In recent days, Optus and Singtel have been keen to point out the distinction between the trigger event for the outage and its “root cause”
In its submission, Optus attempts to make this clearer, noting the software upgrade on the Singtel Internet Exchange – and subsequent diversion of traffic while it was under way – was a trigger event for the outage. It says the Optus network being unable to handle the significant chunk of new routing information was the root cause of its network being overloaded and crashing.
Optus said its network operations centre observed a loss of connectivity affecting its consumer network about 4.05am on November 8, the day of the incident.
In the initial stages of the outage, Optus said it prioritised the restoration of services as soon as possible, which required re-establishing connectivity to key elements of the network.

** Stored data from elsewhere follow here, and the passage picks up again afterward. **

Issue #145, opened 2021-09-19
FilterAliasAttribute throws ArgumentNullException with the value of alias param as the paramName rather than the nameof the alias param


brental:
The FilterAliasAttribute constructor whether the alias parameter IsNullOrEmpty and if it is, throws an ArgumentNullException. However, it is throwing the ArgumentNullException with the value of the alias parameter (which would always be null or empty) rather than the nameof the alias parameter as the ArgumentNullException expects. So, it seems like the constructor should be this:

``` C#
public FilterAliasAttribute(string alias)
{
    if (string.IsNullOrEmpty(alias))
    {
        throw new ArgumentNullException(nameof(alias));
    }

    Alias = alias;
}
```

Rather than this:

``` C#
public FilterAliasAttribute(string alias)
{
    if (string.IsNullOrEmpty(alias))
    {
        throw new ArgumentNullException(alias);
    }

    Alias = alias;
}
```

brental:
Closing as a fix has been merged.

PR #146, opened 2021-09-19
Updated FilterAliasAttribute to use nameof(alias) when throwing an ArgumentNullException when the alias param is null or empty.

brental:
Updated FilterAliasAttribute to use nameof(alias) when throwing an ArgumentNullException when the alias param is null or empty. Fix for issue #145.


jimmyca15:
@brental thanks!

jimmyca15 (approved):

“It is now understood that the outage occurred due to approximately 90 PE routers [provider edge routers, which operate between one network service provider’s area and areas administered by other network providers] automatically self-isolating in order to protect themselves from an overload of IP routing information,” the Optus submission says.

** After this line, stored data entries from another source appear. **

PR #148, opened 2021-09-22
Updated version to 2.4.0.

jimmyca15:
Updated version to 2.4.0.

### DIFF
--- a/src/Microsoft.FeatureManagement.AspNetCore/Microsoft.FeatureManagement.AspNetCore.csproj
+++ b/src/Microsoft.FeatureManagement.AspNetCore/Microsoft.FeatureManagement.AspNetCore.csproj
@@ -4,7 +4,7 @@
   <!-- Official Version -->
   <PropertyGroup>
     <MajorVersion>2</MajorVersion>
-    <MinorVersion>3</MinorVersion>
+    <MinorVersion>4</MinorVersion>
     <PatchVersion>0</PatchVersion>
   </PropertyGroup>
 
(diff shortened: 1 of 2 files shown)


src/Microsoft.FeatureManagement.AspNetCore/Microsoft.FeatureManagement.AspNetCore.csproj
```diff
@@ -4,7 +4,7 @@
   <!-- Official Version -->
   <PropertyGroup>
     <MajorVersion>2</MajorVersion>
-    <MinorVersion>3</MinorVersion>
+    <MinorVersion>4</MinorVersion>
```
avanigupta, line 7: We should only update the base package version and release that first. Once Microsoft.FeatureManagement v2.4.0 is on NuGet, we can bump up the version of AspNetCore project and also update the base package reference at the same time.

jimmyca15: Why is that?

jimmyca15: The AspNetCore project does not reference the base project by package version.
https://github.com/microsoft/FeatureManagement-Dotnet/blob/423501a59d8d086bbe60baa89dedcded1133213f/src/Microsoft.FeatureManagement.AspNetCore/Microsoft.FeatureManagement.AspNetCore.csproj#L33

avanigupta: Oh I see, in that case we don't need separate version upgrades because AspNetCore project has a reference to the base project directly. 
For DotNetProvider, we need two different version upgrades because AspNetCore project references the latest base package from NuGet.

avanigupta (approved):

“These self-protection limits are default settings provided by the relevant global equipment vendor (Cisco).”
Optus said this “unexpected overload” of routing information occurred after a software upgrade on the Singtel Internet Exchange network, specifically at one of Singtel’s exchanges in North America.
“During the upgrade, the Optus network received changes in routing information from an alternate Singtel peering router, it says.
“These routing changes were propagated through multiple layers of our IP Core network. As a result, at around 4:05am (AEDT), the pre-set safety limits on a significant number of Optus network routers were exceeded. Although the software upgrade resulted in the change in routing information, it was not the cause of the incident.”
Optus said restoration required “a large-scale effort across more than 100 devices in 14 sites nationwide to facilitate the recovery (site by site).
“This recovery was performed remotely and also required physical access to several sites.”
Approximately 150 engineers, technicians and field technicians were in the core group of personnel working on resolution, Optus said.
“That core group was augmented by 250 additional personnel, providing further support and monitoring. We also worked with five leading international vendors who assisted us with resolution and advice.”